After that, it was easy enough. In a few more heartbeats, all the wyrmkeepers and their servants were either dead or incapacitated.

“Is everyone all right?” Cera panted.

“Pretty much,” a sunlord replied. His knuckles were raw, possibly from swinging at flesh and hitting armor instead. “I think they were working up to killing us, but they hadn’t started yet. Why is this happening?”

“Haven’t you heard?” said a priestess with black, plaited hair. “Chessenta doesn’t need any gods except the Red Dragon.”

“That’s part of it,” Cera said. She explained what was going on as concisely as she could. “I was going to try to convince you to fight Tchazzar. After what’s happened here, I hope I don’t have to.”

The other clerics exchanged glances. Then the one with the skinned, bloody fists said, “We’ll fight. Apparently we have to, to serve the Keeper, protect the people, and save our own lives. How do we begin?”
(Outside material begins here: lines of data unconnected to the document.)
PR #595, opened 2026-05-19
initializing the default crypto provider for electrsd

ulrichard:
When I want to use electrsd v39 in bdk-reserves (https://github.com/bitcoindevkit/bdk-reserves/pull/42), I ran into errors about the rustls default crypto provider not being initialized.

### DIFF
--- a/bitcoind/build.rs
+++ b/bitcoind/build.rs
@@ -14,6 +14,7 @@ mod download {
 
     use anyhow::Context;
     use bitcoin_hashes::{sha256, Hash};
+    use bitreq::rustls::crypto::{ring, CryptoProvider};
     use flate2::read::GzDecoder;
     use tar::Archive;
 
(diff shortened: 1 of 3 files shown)


bitcoind/build.rs
```diff
@@ -80,6 +81,9 @@ mod download {
         }
         let out_dir = PathBuf::from(std::env::var_os("OUT_DIR").unwrap());
 
+        // specify the default crypto provider for rustls
+        let _ = CryptoProvider::install_default(ring::default_provider());
```
tnull, line 85: Note that this will likely set the default for `rustls` workspace-wide, i.e., potentially overriding any choice any other crate makes. I don't think we should call this manually.

ulrichard:
Strangely, after I did those changes to corepc, bdk-reserves showed some other errors. And after resolving the new errors, the changes here are no longer necessary.

PR #220, opened 2019-11-21
update go-mysql-server dependency

bheni:
Signed-off-by: Brian Hendriks <brian@liquidata.co>


go/libraries/doltcore/sqle/database.go
```diff
@@ -48,47 +51,54 @@ func (db *Database) Name() string {
...
 
-		sch, err := table.GetSchema(ctx)
-		// TODO: fix panics
-		if err != nil {
-			panic(err)
-		}
+	if err != nil {
+		return nil, false, err
+	} else if !ok {
+		panic("Name had already been verified... This is a bug")
```
zachmu: Probably want to include the string being matched in the panic message

bheni: updated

“Arm yourselves,” Cera said. “Then we’ll visit the temples of all the other true gods. If the wyrmkeepers are holding any other clerics prisoner, we’ll free them. Either way, we’ll ask our colleagues to fight alongside us. And then… well, we’ll figure it out as we go along.”

*****

Light flickered and thunder cracked in the northern sky. Tchazzar knew it wasn’t a storm or at least not a natural one. Alasklerbanbastos was signaling his arrival.

Tchazzar hesitated and thought that no one could blame him for it. Alasklerbanbastos was his greatest enemy and the very embodiment of everything foul and unnatural. Under any other circumstances, only an idiot would go to meet him in the dark and lonely sky, especially knowing that he’d brought allies along.